*BRIEF*. Write out every record below exactly, so that nothing differs from what is shown.

_ _ _ _ _ _ _

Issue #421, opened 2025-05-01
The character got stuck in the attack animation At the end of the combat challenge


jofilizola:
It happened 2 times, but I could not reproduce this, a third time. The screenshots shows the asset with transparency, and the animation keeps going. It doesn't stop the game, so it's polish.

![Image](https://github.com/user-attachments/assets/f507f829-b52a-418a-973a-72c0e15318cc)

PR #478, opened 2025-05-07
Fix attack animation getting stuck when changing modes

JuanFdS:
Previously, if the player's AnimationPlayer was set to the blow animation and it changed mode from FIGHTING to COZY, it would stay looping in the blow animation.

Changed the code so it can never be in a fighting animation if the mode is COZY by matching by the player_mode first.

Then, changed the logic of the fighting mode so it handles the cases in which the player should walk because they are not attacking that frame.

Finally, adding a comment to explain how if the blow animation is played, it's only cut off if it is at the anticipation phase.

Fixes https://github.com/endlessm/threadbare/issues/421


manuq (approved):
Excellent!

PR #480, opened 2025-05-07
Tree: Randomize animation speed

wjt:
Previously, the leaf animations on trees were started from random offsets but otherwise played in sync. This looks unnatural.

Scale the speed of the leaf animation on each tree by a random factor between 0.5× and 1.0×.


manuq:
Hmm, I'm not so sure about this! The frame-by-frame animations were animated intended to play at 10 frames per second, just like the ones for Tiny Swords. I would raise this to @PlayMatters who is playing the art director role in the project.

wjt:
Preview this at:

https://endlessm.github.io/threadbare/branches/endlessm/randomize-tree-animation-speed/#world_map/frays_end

_ _ _ _ _ _ _

*OUTPUT OF THE EXERCISE*.
Issue #421, opened 2025-05-01
The character got stuck in the attack animation At the end of the combat challenge


jofilizola:
It happened 2 times, but I could not reproduce this, a third time. The screenshots shows the asset with transparency, and the animation keeps going. It doesn't stop the game, so it's polish.

![Image](https://github.com/user-attachments/assets/f507f829-b52a-418a-973a-72c0e15318cc)

PR #478, opened 2025-05-07
Fix attack animation getting stuck when changing modes

JuanFdS:
Previously, if the player's AnimationPlayer was set to the blow animation and it changed mode from FIGHTING to COZY, it would stay looping in the blow animation.

Changed the code so it can never be in a fighting animation if the mode is COZY by matching by the player_mode first.

Then, changed the logic of the fighting mode so it handles the cases in which the player should walk because they are not attacking that frame.

Finally, adding a comment to explain how if the blow animation is played, it's only cut off if it is at the anticipation phase.

Fixes https://github.com/endlessm/threadbare/issues/421


manuq (approved):
Excellent!

PR #480, opened 2025-05-07
Tree: Randomize animation speed

wjt:
Previously, the leaf animations on trees were started from random offsets but otherwise played in sync. This looks unnatural.

Scale the speed of the leaf animation on each tree by a random factor between 0.5× and 1.0×.


manuq:
Hmm, I'm not so sure about this! The frame-by-frame animations were animated intended to play at 10 frames per second, just like the ones for Tiny Swords. I would raise this to @PlayMatters who is playing the art director role in the project.

wjt:
Preview this at:

https://endlessm.github.io/threadbare/branches/endlessm/randomize-tree-animation-speed/#world_map/frays_end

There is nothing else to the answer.